Records excerpted from a collection:
# # # #

PR #146, opened 2023-07-10
Natasha implementation

aaron-hwang:


unleashurgeek:
Need to fix the merge. Seem to be deleting a bunch of files that should not be deleted as part of this PR.

internal/character/natasha/attack.go
```diff
@@ -0,0 +1,30 @@
+package natasha
+
+import (
+	"github.com/simimpact/srsim/pkg/engine/info"
+	"github.com/simimpact/srsim/pkg/key"
+	"github.com/simimpact/srsim/pkg/model"
+)
+
+var attackHits = []float64{1.0}
```
unleashurgeek, line 9: not necessary since single hit (can also omit the `HitRatio` field, will default to 1.0)

internal/character/natasha/eidolon.go
```diff
@@ -0,0 +1,153 @@
...
+			Targets:    []key.TargetID{target},
+			Source:     c.id,
+			DamageType: model.DamageType_PHYSICAL,
+			AttackType: model.AttackType_PURSUED,
+			BaseDamage: info.DamageMap{
+				model.DamageFormula_BY_MAX_HP: 0.4,
+			},
+			StanceDamage: 0.0,
+			EnergyGain:   0.0,
+			HitRatio:     1.0,
```
unleashurgeek, line 149: Can leave these unspecified, these values you set are the defaults

internal/character/natasha/eidolon.go
```diff
@@ -0,0 +1,153 @@
...
+}
+
+// Create an extra attack instance of type pursued, only called by nat basic attack
+func (c *char) e6(target key.TargetID) {
+	if c.info.Eidolon >= 6 {
+		c.engine.Attack(info.Attack{
+			Targets:    []key.TargetID{target},
+			Source:     c.id,
+			DamageType: model.DamageType_PHYSICAL,
+			AttackType: model.AttackType_PURSUED,
```
unleashurgeek, line 143: apparently the attack type of this is actually `Normal`

internal/character/natasha/eidolon.go
```diff
@@ -0,0 +1,153 @@
...
+	alreadyUsed         bool
+}
+
+func init() {
+
+	//Self heal if hp lower than 30% after gettting hit : Eidolon 1
+	modifier.Register(E1, modifier.Config{
+		//Refactor into own method maybe?
+		Listeners: modifier.Listeners{
+			OnAfterBeingAttacked: func(mod *modifier.Instance, e event.AttackEnd) {
```
unleashurgeek, line 36: for larger functions like this, create a separate function to reference rather than using an anonymous function for improved readability

internal/character/natasha/eidolon.go
```diff
@@ -0,0 +1,153 @@
...
+	E2FlatHOT             float64      = 160
+	E4                    key.Modifier = "natasha-e4"
+)
+
+type E1State struct {
+	PercentageThreshold float64
+	HealScale           float64
+	HealFlat            float64
+	alreadyUsed         bool
+}
```
unleashurgeek, line 28: * Why use a state here? All of these values appear to be static, and you have defined them as constants. What value is a state providing?
* rather than have an already used state, just remove the E1 modifier after the heal goes off (like what datamine does). This solution is also nice because then in logs the `natasha-e1-autoheal` modifier only shows up while the heal is available

internal/character/natasha/eidolon.go
```diff
@@ -0,0 +1,153 @@
...
+									HealValue: selfHealState.HealFlat,
+								})
+							},
+							Source: selfHealer,
+							AbortFlags: []model.BehaviorFlag{
+								model.BehaviorFlag_STAT_CTRL,
+								model.BehaviorFlag_DISABLE_ACTION},
+							Priority: info.CharHealSelf,
+						})
+						selfHealState.alreadyUsed = true
```
unleashurgeek, line 59: note for future: If you were going to use state for this, this will not work. To modify state, you need it passed in as a pointer. You are currently passing it in by copy so the modification is meaningless

internal/character/natasha/eidolon.go
```diff
@@ -0,0 +1,153 @@
...
+func (c *char) e2(targets []key.TargetID) {
+	if c.info.Eidolon >= 2 {
+		for _, trg := range targets {
+			targetQualifies := c.engine.Stats(trg).CurrentHPRatio() <= E2ThresholdPercentage
+			if targetQualifies {
+				c.engine.AddModifier(trg, info.Modifier{
+					Name:     E2,
+					Source:   c.id,
+					Duration: 1,
+				})
```
unleashurgeek, line 130: Needs to be added with `TickImmediately: true`

internal/character/natasha/eidolon.go
```diff
@@ -0,0 +1,153 @@
...
+						})
+						selfHealState.alreadyUsed = true
+					}
+				}
+			},
+		},
+	})
+
+	//Register E2
+	modifier.Register(E2, modifier.Config{
```
unleashurgeek, line 67: * `TickMoment` is `ModifierPhase1End`
* `StatusType` is `BUFF`

internal/character/natasha/trace.go
```diff
@@ -0,0 +1,63 @@
...
+		Listeners: modifier.Listeners{
+			OnBeforeBeingHeal: func(mod *modifier.Instance, e *event.HealStart) {
+				mod.Engine().DispelStatus(e.Target.ID(), info.Dispel{
+					Status: model.StatusType_STATUS_DEBUFF,
+					Order:  model.DispelOrder_LAST_ADDED,
+					Count:  1,
+				})
+			},
+		},
+	})
```
unleashurgeek, line 31: This is incorrect. Current implementation would have Natasha get a debuff dispelled from herself every time she gets healed.

The A2 should not be a modifier. Like DM, want to just perform dispel in the skill logic

internal/character/natasha/trace.go
```diff
@@ -0,0 +1,63 @@
...
+
+	//A4 outgoing heal buff
+	modifier.Register(A4, modifier.Config{
+		StatusType: model.StatusType_STATUS_BUFF,
+	})
```
unleashurgeek, line 36: This is not registered as a buff (needs no config settings)

internal/character/natasha/trace.go
```diff
@@ -0,0 +1,63 @@
...
+
+}
+
+func (c *char) initTraces() {
+
+	//A2
+	if c.info.Traces["1101101"] {
```
unleashurgeek, line 43: make sure to update trace ids to match new data

internal/character/natasha/trace.go
```diff
@@ -0,0 +1,63 @@
...
+			Source: c.id,
+		})
+	}
+
+	//A4
+	if c.info.Traces["1101102"] {
+		c.engine.AddModifier(c.id, info.Modifier{
+			Name:   A4,
+			Source: c.id,
+			State:  info.PropMap{prop.HealBoost: 0.1},
```
unleashurgeek, line 55: This should be `Stats`, not `State`

internal/character/natasha/trace.go
```diff
@@ -0,0 +1,63 @@
...
+		})
+	}
+
+	//A6
+	if c.info.Traces["1101103"] {
+		c.engine.ExtendModifierDuration(c.id, Skill, 1)
+	}
```
unleashurgeek, line 62: This does nothing. The trace check should just be part of the skill logic and increases the set duration of the skill heal modifier by 1

internal/character/natasha/skill.go
```diff
@@ -0,0 +1,68 @@
...
+				OnPhase1: func(mod *modifier.Instance) {
+					char, _ := mod.Engine().CharacterInfo(mod.Source())
+					mod.Engine().Heal(info.Heal{
+						Source:    mod.Source(),
+						Targets:   []key.TargetID{mod.Owner()},
+						BaseHeal:  info.HealMap{model.HealFormula_BY_HEALER_MAX_HP: skillContinuous[char.SkillLevelIndex()]},
+						HealValue: skillContinuousFlat[char.SkillLevelIndex()],
+					},
+					)
+				},
```
unleashurgeek, line 34: Move the `OnPhase1` listener to its own function rather than keeping anonymous

internal/character/natasha/skill.go
```diff
@@ -0,0 +1,68 @@
...
+
+func (c *char) Skill(target key.TargetID, state info.ActionState) {
+
+	healTarget := []key.TargetID{target}
+
+	natasha := c.id
+
+	healPercentage := info.HealMap{
+		model.HealFormula_BY_HEALER_MAX_HP: skill[c.info.SkillLevelIndex()],
+	}
```
unleashurgeek, line 48: what is the value of defining these variables here rather than in the `info.Heal` struct directly (and just put the struct creation directly inside the heal call)?

internal/character/natasha/skill.go
```diff
@@ -0,0 +1,68 @@
...
+						HealValue: skillContinuousFlat[char.SkillLevelIndex()],
+					},
+					)
+				},
+			},
+		},
+	)
+}
+
+func (c *char) Skill(target key.TargetID, state info.ActionState) {
```
unleashurgeek, line 40: Skill logic should be the following in order:
1. If A2 is enabled, dispel debuff on passed in target
2. Perform heal
3. Add modifier (where duration is 2 or 3 depending on if A6 is enabled)
4. Add 30 energy to Natasha

internal/character/natasha/skill.go
```diff
@@ -0,0 +1,68 @@
...
+const (
+	Skill key.Modifier = "natasha-skill"
+)
+
+func init() {
+
+	//Nat HOT from skill
+	modifier.Register(
+		Skill,
+		modifier.Config{
```
unleashurgeek, line 19: Needs `TickMoment: ModifierPhase1End`

internal/character/natasha/skill.go
```diff
@@ -0,0 +1,68 @@
...
+			Duration:          2,
+			Stacking:          modifier.Unique,
```
unleashurgeek, line 21: Stacking behavior is `ReplaceBySource` (want new applications to reset the duration/timer)

internal/character/natasha/talent.go
```diff
@@ -0,0 +1,39 @@
...
+func init() {
+	modifier.Register(Talent,
+		modifier.Config{
+			StatusType:        model.StatusType_STATUS_BUFF,
+			CanModifySnapshot: true,
+			Listeners: modifier.Listeners{
+				OnBeforeDealHeal: func(mod *modifier.Instance, e *event.HealStart) {
+					char, _ := mod.Engine().CharacterInfo(mod.Owner())
+					if e.Target.CurrentHPRatio() <= talentHpThresholdPercentage {
+						mod.AddProperty(prop.HealBoost, talent[char.TalentLevelIndex()])
```
unleashurgeek, line 26: Should **not** be adding the modifier, but modifying the heal data instead. Calling `mod.AddProperty` here will not modify this heal (instead gives Nat a permanent heal buff for her next heal).

internal/character/natasha/technique.go
```diff
@@ -0,0 +1,10 @@
+package natasha
+
+import (
+	"github.com/simimpact/srsim/pkg/engine/info"
+	"github.com/simimpact/srsim/pkg/key"
+)
+
+func (c *char) Technique(target key.TargetID, state info.ActionState) {
+	
+}
```
unleashurgeek, line 10: missing implementation

internal/character/natasha/talent.go
```diff
@@ -0,0 +1,39 @@
...
+	talentHpThresholdPercentage float64      = 0.3
+)
+
+func init() {
+	modifier.Register(Talent,
+		modifier.Config{
+			StatusType:        model.StatusType_STATUS_BUFF,
+			CanModifySnapshot: true,
+			Listeners: modifier.Listeners{
+				OnBeforeDealHeal: func(mod *modifier.Instance, e *event.HealStart) {
```
unleashurgeek, line 23: move this to a qualified function

internal/character/natasha/eidolon.go
```diff
@@ -0,0 +1,153 @@
...
+		})
+	}
+}
+
+// Add a HOT if heal target is 30% hp or lower when healed
+// Should only be called by Nat's ult
+func (c *char) e2(targets []key.TargetID) {
+	if c.info.Eidolon >= 2 {
+		for _, trg := range targets {
+			targetQualifies := c.engine.Stats(trg).CurrentHPRatio() <= E2ThresholdPercentage
```
unleashurgeek, line 124: dont use `Stats(trg).CurrentHPRatio`, use `engine.HPRatio(trg)` instead

internal/character/natasha/eidolon.go
```diff
@@ -0,0 +1,153 @@
...
+
+	//Self heal if hp lower than 30% after gettting hit : Eidolon 1
+	modifier.Register(E1, modifier.Config{
+		//Refactor into own method maybe?
+		Listeners: modifier.Listeners{
+			OnAfterBeingAttacked: func(mod *modifier.Instance, e event.AttackEnd) {
+				selfHealer := mod.Owner()
+				selfHealState := mod.State().(E1State)
+				if !selfHealState.alreadyUsed {
+					lowEnough := mod.OwnerStats().CurrentHPRatio() <= selfHealState.PercentageThreshold
```
unleashurgeek, line 40: dont use `OwnerStats().CurrentHPRatio()`, use `mod.Engine().HPRatio(mod.Owner())` instead

internal/character/natasha/ult.go
```diff
@@ -0,0 +1,22 @@
+package natasha
+
+import (
+	"github.com/simimpact/srsim/pkg/engine/info"
+	"github.com/simimpact/srsim/pkg/key"
+	"github.com/simimpact/srsim/pkg/model"
+)
+
+func (c *char) Ult(target key.TargetID, state info.ActionState) {
```
unleashurgeek, line 9: Ult should do the following in order:
1. Apply E2 to any valid characters
2. Perform party-wide heal
3. Add 5 energy to natasha

internal/character/natasha/ult.go
```diff
@@ -0,0 +1,22 @@
...
+	targets := c.engine.Characters()
+	c.engine.Heal(info.Heal{
+		Targets: targets,
+		Source:  c.id,
+		BaseHeal: info.HealMap{
+			model.HealFormula_BY_HEALER_MAX_HP: ult[c.info.UltLevelIndex()],
+		},
+	})
```
unleashurgeek, line 17: Missing the flat healing to add to this

aaron-hwang:
Meant to separate fixes into their own commits but accidentally bundled them all together: They should all be in there

internal/character/natasha/skill.go
```diff
@@ -0,0 +1,81 @@
...
+		Source:  c.id,
+		BaseHeal: info.HealMap{
+			model.HealFormula_BY_HEALER_MAX_HP: skill[c.info.SkillLevelIndex()],
+		},
+		HealValue:   skillFlatHeal[c.info.SkillLevelIndex()],
+		UseSnapshot: true,
+	}
+
+	// The actual act of healing
+	c.engine.Heal(heal)
```
unleashurgeek, line 53: nit: merge these into a single line:
```go
c.engine.Heal(info.Heal{
  	Targets: []key.TargetID{target},
		Source:  c.id,
		BaseHeal: info.HealMap{
			model.HealFormula_BY_HEALER_MAX_HP: skill[c.info.SkillLevelIndex()],
		},
		HealValue:   skillFlatHeal[c.info.SkillLevelIndex()],
		UseSnapshot: true,
})
```

internal/character/natasha/skill.go
```diff
@@ -0,0 +1,81 @@
...
+
+	hotDuration := 2
+
+	// A6
+	if c.info.Traces["1101103"] {
+		hotDuration = 3
+	}
```
unleashurgeek, line 60: bring these lines closer together and switch to normalized trace id:
```go
// A6
hotDuration := 2
if c.info.Traces["103"] {
  hotDuration = 3
}
```

internal/character/natasha/talent.go
```diff
@@ -0,0 +1,42 @@
...
+
+const (
+	Talent                      key.Modifier = "natasha-talent"
+	talentHpThresholdPercentage float64      = 0.3
+)
+
+func init() {
+	modifier.Register(Talent,
+		modifier.Config{
+			StatusType:        model.StatusType_STATUS_BUFF,
```
unleashurgeek, line 20: This modifier is not type `BUFF`

internal/character/natasha/technique.go
```diff
@@ -0,0 +1,43 @@
...
+	targets := c.engine.Enemies()
+	c.engine.Attack(info.Attack{
+		Targets:    targets,
+		Source:     c.id,
+		AttackType: model.AttackType_MAZE,
+		DamageType: model.DamageType_PHYSICAL,
+		BaseDamage: info.DamageMap{
+			model.DamageFormula_BY_ATK: techniqueScalePercentage,
+		},
+	})
```
unleashurgeek, line 34: * Need to call `state.EndAttack()` after this `Attack` call and before the add modifier calls to match dm 
* The attack is supposed to be against a random enemy. This current logic is performing an AoE attack against **all** enemies

internal/character/natasha/technique.go
```diff
@@ -0,0 +1,43 @@
...
+	for _, trg := range targets {
+		c.engine.AddModifier(trg, info.Modifier{
+			Name:   technique,
+			Source: c.id,
+			Chance: 1,
+			Stats:  info.PropMap{prop.AllDamageReduce: 0.30},
```
unleashurgeek, line 40: `AllDamageReduce` means that all enemies will take 30% less damage. Instead, the prop you want to set is `Fatigue` (same prop used in the datamine): `info.PropMap{prop.Fatigue: 0.30}`

internal/character/natasha/technique.go
```diff
@@ -0,0 +1,43 @@
...
+	technique                key.Modifier = "natasha-technique"
+	techniqueScalePercentage float64      = 0.80
+)
+
+func init() {
+	modifier.Register(technique, modifier.Config{
+		StatusType: model.StatusType_STATUS_DEBUFF,
+		Duration:   1,
+		TickMoment: modifier.ModifierPhase1End,
+	})
```
unleashurgeek, line 21: * Needs BehaviorFlag `STAT_FATIGUE`
* Stacking: `ReplaceBySource`
* `TickMoment` should be unset/left at default of `ModifierPhase2End`

internal/character/natasha/trace.go
```diff
@@ -0,0 +1,42 @@
...
+		Listeners: modifier.Listeners{
+			OnBeforeBeingHeal: func(mod *modifier.Instance, e *event.HealStart) {
+				mod.Engine().DispelStatus(e.Target.ID(), info.Dispel{
+					Status: model.StatusType_STATUS_DEBUFF,
+					Order:  model.DispelOrder_LAST_ADDED,
+					Count:  1,
+				})
+			},
+		},
+	})
```
unleashurgeek, line 30: This modifier (and `A2` name variable) is unused and should be deleted

internal/character/natasha/trace.go
```diff
@@ -0,0 +1,42 @@
...
+	"github.com/simimpact/srsim/pkg/engine/modifier"
+	"github.com/simimpact/srsim/pkg/engine/prop"
+	"github.com/simimpact/srsim/pkg/key"
+	"github.com/simimpact/srsim/pkg/model"
+)
+
+const (
+	A2 key.Modifier = "natasha-a2"
+	A4 key.Modifier = "natasha-a4"
+	A6 key.Modifier = "natasha-a6"
```
unleashurgeek, line 15: `A6` modifier key is not used and should be deleted

unleashurgeek (approved):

# # # #

→ Task to carry out
Go through the records above and return each line in which the word "HitRatio" occurs.

→ The answer
unleashurgeek, line 9: not necessary since single hit (can also omit the `HitRatio` field, will default to 1.0)
+			HitRatio:     1.0,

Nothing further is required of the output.